Segmentering van het vermogen
Onder segmentering van het staatsvermogen wordt verstaan in hoeverre het vermogen van de staat als het ware al een specifieke bestemming heeft gekregen in de vorm van positieve saldi van de fondsen van de rijksbegroting, zoals het Infrastructuurfonds, het Waddenfonds en het Diergezondheidsfonds. Positieve saldi van begrotingsfondsen kunnen beschouwd worden als een soort van geoormerkt staatsvermogen. Bij een negatief staatsvermogen, zoals in 2011 het geval is, geeft segmentering inzicht hoeveel negatief het niet-vastliggende staatsvermogen bedraagt. Ultimo 2011 bedroeg het saldo van de begrotingsfondsen 178 miljoen euro positief. Tabel 3 bevat een overzicht van de opbouw van dit saldo. Gegeven het negatief vermogen ultimo 2011 van 1 miljard euro, bedraagt het niet-vastliggend staatsvermogen 1,2 miljard euro negatief.

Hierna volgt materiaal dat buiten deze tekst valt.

PR #324, opened 2022-02-07
shadow, passwd,group: reallocate users/groups between static/dynamic

bstreiff:
The range for dynamic system user/group selection was such that, between dynamically-chosen UID/GID selections for from `useradd` and our own static allocations, we could trivially create conflicts with certain package installation orders.

To resolve this, partition the space such that UIDs/GIDs below our `lvuser`/`ni` entries (which have a well-known UID/GID due to legacy compatibility constraints) is solely for static allocation, and those above that are solely for dynamic allocation. Additionally, renumber some of the users and groups that exist so that they're on the correct side of that partition and also no longer conflicting with each other (oops).

A test is also added to enforce this.

Fixes AzDO#1790954


bstreiff:
looking for feedback on:
- Is stuffing this in the `shadow` recipe a good place to be doing this test? I'm not sure how much of this could stand to be integrated into `useradd-staticids.bbclass` directly.
- renumbering users/groups might be controversial, but I don't think there are any compatibility constraints on the ones that have moved
- is descending order okay? would ascending be preferred?

billpittman:
1. Stuffing the test into shadow seems fine-ish, honestly I'm not sure where else it should go, and the shadow file should have all the necessary data, so it makes sense.
2. Renumbering should be mostly fine, I'm guessing there may be some groups that have fixed numeric uid/gids, but we'll find those fairly quickly as ATS's start to fail with permission errors.  Additionally renumbering _might_ be problematic, but duplicate numbers IS problematic.
3. I prefer descending under the assumption that we are leaving a gap for OE to occupy in the future.

billpittman (approved):

amstewart (approved):
>Is stuffing this in the shadow recipe a good place to be doing this test? I'm not sure how much of this could stand to be integrated into useradd-staticids.bbclass directly.

Assuming that `shadow` owns the `login.defs` file (and it looks to me like it does), I'm fine with it living in the recipe. Since our preferred long-term solution is to drop our dependence on `useradd-staticids` entirely, I don't think its worthwhile to invest in getting this integrated into the `.bbclass` directly, or upstreamed.

>renumbering users/groups might be controversial, but I don't think there are any compatibility constraints on the ones that have moved

:+1:

>is descending order okay? would ascending be preferred?

Seems fine to me.

-----

ACK from me. Are you ready to merge?

bstreiff:
If you're fine with all of this as it is and don't have any changes to recommend, then, yeah, ready to merge. I'll prep a PR to pull this back into sumo as well.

Naam Begrotingsfonds | Saldo |
---|---|
Infrastructuurfonds | 103 |
Fonds Economische Structuurversterking | 0 |
Waddenfonds | 67 |
BTW-Compensatiefonds | 0 |
Gemeentefonds | 0 |
Provinciefonds | 0 |
Diergezondheidsfonds | 8 |
BES-fonds | 0 |
Subtotaal | 178 |
Spaarfonds AOW | 45 511 |
Totaal ultimo 2011 | 45 689 |
De ontvangsten van de begrotingsfondsen met het vermogen nul worden ieder jaar gelijk gesteld aan de uitgaven van deze begrotingsfondsen. Het vastliggen van vermogen in begrotingsfondsen blijkt met een omvang van bijna 0,2 miljard euro beperkt van omvang te zijn. Daarbij is het saldo van het AOW-spaarfonds niet meegeteld, gezien het afwijkende karakter van dit saldo. Het AOW spaarfonds is het enige fonds waar alleen ontvangsten op worden geboekt en waar verder geen uitgavenmutaties in plaatsvinden. Het AOW-spaarfonds is overigens boekhoudkundig op 1 januari 2012 opgeheven.